▶ [ASSIGNMENT]
Look for "shown" in each line of the records, and copy the lines that have it.

▶ [EXTRACTED DATA]

-.-.-

PR #255, opened 2018-12-18
feat(core): Add block_candidate state and chain_info update

lrubiorod:
Added block_candidate to the state of ChainManager
Updated chain_info beacon in EpochNotification handler
Added comparing bloc received  to block_candidate validation in AddNewBlock handler
Updated block_candidate in AddNewBlock handler
Added an empty method to send a valid block to InventoryManager (Another Issue)

### DIFF
--- a/core/src/actors/chain_manager/handlers.rs
+++ b/core/src/actors/chain_manager/handlers.rs
@@ -8,7 +8,7 @@ use crate::actors::epoch_manager::messages::EpochNotification;
 use crate::actors::reputation_manager::{messages::ValidatePoE, ReputationManager};
 
 use witnet_data_structures::{
-    chain::{Block, CheckpointBeacon, InventoryEntry},
+    chain::{Block, CheckpointBeacon, Hashable, InventoryEntry},
     error::{ChainInfoError, ChainInfoErrorKind, ChainInfoResult},
 };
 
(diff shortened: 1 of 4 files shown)


core/src/actors/chain_manager/handlers.rs
```diff
@@ -45,9 +45,33 @@ impl Handler<EpochNotification<EpochPayload>> for ChainManager {
 impl Handler<EpochNotification<EveryEpochPayload>> for ChainManager {
     type Result = ();
 
-    fn handle(&mut self, msg: EpochNotification<EveryEpochPayload>, _ctx: &mut Context<Self>) {
+    fn handle(&mut self, msg: EpochNotification<EveryEpochPayload>, ctx: &mut Context<Self>) {
         debug!("Periodic epoch notification received {:?}", msg.checkpoint);
         self.current_epoch = Some(msg.checkpoint);
+
+        if let Some(candidate) = self.block_candidate.clone() {
```
tmpolaczyk: You can use the `take()` method to return the `Block` and replace the value of an `Option` with `None`.

```suggestion
        if let Some(candidate) = self.block_candidate.take() {
```

core/src/actors/chain_manager/handlers.rs
```diff
@@ -45,9 +45,33 @@ impl Handler<EpochNotification<EpochPayload>> for ChainManager {
...
+                    chain_info.highest_block_checkpoint = beacon;
+                    self.chain_info = Some(chain_info);
+                }
+                None => {
+                    error!("No ChainInfo loaded in ChainManager");
+                }
+            }
+
+            // Delete current block candidate
+            self.block_candidate = None;
```
tmpolaczyk: Not needed if you use `take()` above.
```suggestion
```

core/src/actors/chain_manager/handlers.rs
```diff
@@ -45,9 +45,33 @@ impl Handler<EpochNotification<EpochPayload>> for ChainManager {
...
+    fn handle(&mut self, msg: EpochNotification<EveryEpochPayload>, ctx: &mut Context<Self>) {
         debug!("Periodic epoch notification received {:?}", msg.checkpoint);
         self.current_epoch = Some(msg.checkpoint);
+
+        if let Some(candidate) = self.block_candidate.clone() {
+            // Send block to Inventory Manager
+            self.persist_block(ctx, &candidate);
+
+            // Update chain_info
+            match self.chain_info.clone() {
```
tmpolaczyk: To mutate the value inside of an `Option`, you can use the `as_mut()` method:

```rust
            // Update chain_info
            match self.chain_info.as_mut() {
                Some(chain_info) => {
                    let beacon = CheckpointBeacon {
                        checkpoint: msg.checkpoint,
                        hash_prev_block: candidate.hash(),
                    };

                    chain_info.highest_block_checkpoint = beacon;
                }
                None => {
                    error!("No ChainInfo loaded in ChainManager");
                }
            }
```

PR #261, opened 2018-12-19
feat(core): Add validation merkle tree function

lrubiorod:
Added create_merkle_tree function
Added validate_merkle_tree function

### DIFF
--- a/core/src/validations.rs
+++ b/core/src/validations.rs
@@ -1,4 +1,6 @@
-use witnet_data_structures::chain::Block;
+use witnet_crypto::hash::Sha256;
+use witnet_crypto::merkle::merkle_tree_root as crypto_merkle_tree_root;
+use witnet_data_structures::chain::{Block, Hash, Hashable, Transaction};
 
 /// Function to validate block's coinbase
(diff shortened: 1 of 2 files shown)


core/src/validations.rs
```diff
@@ -1,13 +1,29 @@
...
+use witnet_data_structures::chain::{Block, Hash, Hashable, Transaction};
 
 /// Function to validate block's coinbase
 pub fn validate_coinbase(_block: &Block) -> bool {
     // TODO Implement validate coinbase algorithm
     true
 }
 
+/// Function to calculate a merkle tree from a transaction vector
+pub fn create_merkle_tree(transactions: &[Transaction]) -> Hash {
```
anler: _Suggestion_
I don't like the name `create_merkle_tree` too much since is basically the same function as `merkle_tree_root` but lifted to work with Transaction and Hash instead of Sha256. I would just call it `merkle_tree_root` to be consistent with the one in `witnet_crypto::merkle`.

aesedepece:
Hmmm good point, as we are always initializing, filling and closing the
tree at once.

PR #264, opened 2018-12-20
Adapt transaction format to latest discussions

aesedepece:
This supersedes #260, but it's still WIP as it's missing _coinbase_ documentation.


mariocao:
Great! :100:

aesedepece:
This documentation page now accounts for the specific validation rules applicable to different output types, and introduces the concept of _mints_, a specific validation rule for _value transfer_ outputs:
 
> - A single VTO spending from no inputs is considered to be a _mint_ transaction, which is only acceptable if located first in the list of transactions of a block.

PR #266, opened 2018-12-20
Fix bugs found while trying mining demo

tmpolaczyk:
The following works correctly:

* The block with the lowest hash will be chosen when there are 2 candidates
* A new node will ask for the all the blocks that it is missing
* The blocks are correctly mined and sent
* The blocks are successfully stored and retrieved from the `InventoryManager`

Aside from a few minor bugs, the following changes should be discussed:

* replace MessagePack with Json as a temporary workarround for a MessagePack bug
* accept blocks from a past epoch
* add randomness to mining manager to help testing the block candidate logic

### DIFF
--- a/core/src/actors/chain_manager/handlers.rs
+++ b/core/src/actors/chain_manager/handlers.rs
@@ -71,6 +71,9 @@ impl Handler<EpochNotification<EveryEpochPayload>> for ChainManager {
 
             // Send block to Inventory Manager
             self.persist_item(ctx, InventoryItem::Block(candidate));
+
+            // Persist chain_info into storage
+            self.persist_chain_info(ctx);
         }
     }
 }
--- a/core/src/actors/chain_manager/handlers.rs
+++ b/core/src/actors/chain_manager/handlers.rs
@@ -16,12 +16,14 @@ use crate::validations::{validate_coinbase, validate_merkle_tree};
 
 use witnet_util::error::WitnetError;
 
-use log::{debug, error, warn};
+use log::{debug, error, info, warn};
 
 use super::messages::{
     AddNewBlock, BuildBlock, DiscardExistingInventoryEntries, GetBlock, GetBlocksEpochRange,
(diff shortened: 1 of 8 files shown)


core/src/actors/chain_manager/mod.rs
```diff
@@ -483,20 +480,174 @@ mod tests {
...
+            influence,
+        };
+
         Block {
             block_header: BlockHeader {
                 version: 1,
                 beacon: CheckpointBeacon {
                     checkpoint,
-                    hash_prev_block: Hash::SHA256([4; 32]),
+                    hash_prev_block: Hash::SHA256([111; 32]),
```
lrubiorod: Very important change

core/src/actors/chain_manager/mod.rs
```diff
@@ -483,20 +480,174 @@ mod tests {
...
+            s: signed_beacon_hash,
+            v: 0,
+        }));
+        let msp = a.to_bytes().unwrap();
+
+        assert_eq!(Option::<Signature>::from_bytes(&msp).unwrap(), a);
+    }
+
+    #[test]
+    fn som_de_uno() {
```
lrubiorod:
```suggestion
    fn som_som_de_uno() {
```

core/src/actors/chain_manager/handlers.rs
```diff
@@ -110,14 +113,65 @@ impl Handler<AddNewBlock> for ChainManager {
...
+            );
+        } else if Some(block_epoch) < self.current_epoch {
+            warn!(
+                "Block epoch mismatch: current: {}, block: {}",
+                self.current_epoch.unwrap(),
+                block_epoch
+            );
+            // Add old block
+            // FIXME(#235): check proof of eligibility from the past
+            // ReputationManager should have a method to validate PoE from a past epoch
```
aesedepece: This is in line with my suggestion on Discord. Is someone working on it?

PR #270, opened 2018-12-21
Update blocks specification to reflect latest thoughts

aesedepece:
This PR updates blocks specification to reflect latest thoughts and changes regarding signatures and malleability challenges.

As you can see, this forces miners to sign the blocks they produce. That's not necessary for Bitcoin, but it is for us because we don't take the merkle root into account when computing the proof of eligibility (to prevent people from using _PoW_ for gaming our algorithm). We need the signature in order to ensure the merkle tree is not malleable by third parties.  

I also took this chance to introduce the distinction between _keyed_ signatures (those accompanied by the public key) and plain signatures, for which we are supposed to be already in knowledge of their matching key.

E.g.: the block signature is a _keyed_ signature, while the _Proof of Eligibility_ is a plain signature, as the public key is already provided in the block signature.

Also note that I have dropped the _Proof of Leadership_ term in favor for the general _Proof of Eligibility_.


aesedepece:
This also removes the distinction between the block header data structure _with_ and _without_ proof, as it takes the signature out of the header itself :boom:

docs/protocol/network/data-structures/transaction.md
```diff
@@ -240,13 +240,11 @@ The only distinctive feature of _reveal_ inputs is that they do not require matc
 
 As aforementioned, transactions should include as many signatures as inputs. In every transaction, signatures complement the material required for satisfying the spending conditions that encumbered the past transaction outputs that the inputs in the transaction are trying to spend. Signatures and inputs are matched positionally, i.e. the first claim is checked against the first input and so forth.
 
-Signatures prove ownership of a certain private key by providing a signature of the identifier of the transaction produced with such key and the serialization of the matching public key.
+Signatures prove ownership of a certain private key by providing a signature of the identfier of the transaction produced with such key and the serialization of the matching public key.
```
mariocao:
```suggestion
Signatures prove ownership of a certain private key by providing a signature of the identifier of the transaction produced with such key and the serialization of the matching public key.
```

docs/protocol/network/data-structures/transaction.md
```diff
@@ -2,12 +2,12 @@
...
-| `version`    | `u32`         | The transaction data format version number |
-| `inputs`     | `[input]`     | A list of transaction inputs               |
-| `outputs`    | `[output]`    | A list of 1 or more transaction outputs    |
-| `signatures` | `[signature]` | A list of claims (as many as inputs)       |
+| Field        | Type                | Description                                |
+|--------------|---------------------|--------------------------------------------|
+| `version`    | `u32`               | The transaction data format version number |
+| `inputs`     | `[input]`           | A list of transaction inputs               |
+| `outputs`    | `[output]`          | A list of 1 or more transaction outputs    |
+| `signatures` | `[keyed_signature]` | A list of signatures (as many as inputs)   |
```
mariocao: Perhaps if not too verbose?
```suggestion
| `signatures` | `[keyed_signature]` | A list of keyed signatures (as many as inputs)   |
```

-.-.-

▶ [EXPECTED OUTPUT]
(diff shortened: 1 of 4 files shown)
(diff shortened: 1 of 2 files shown)
(diff shortened: 1 of 8 files shown)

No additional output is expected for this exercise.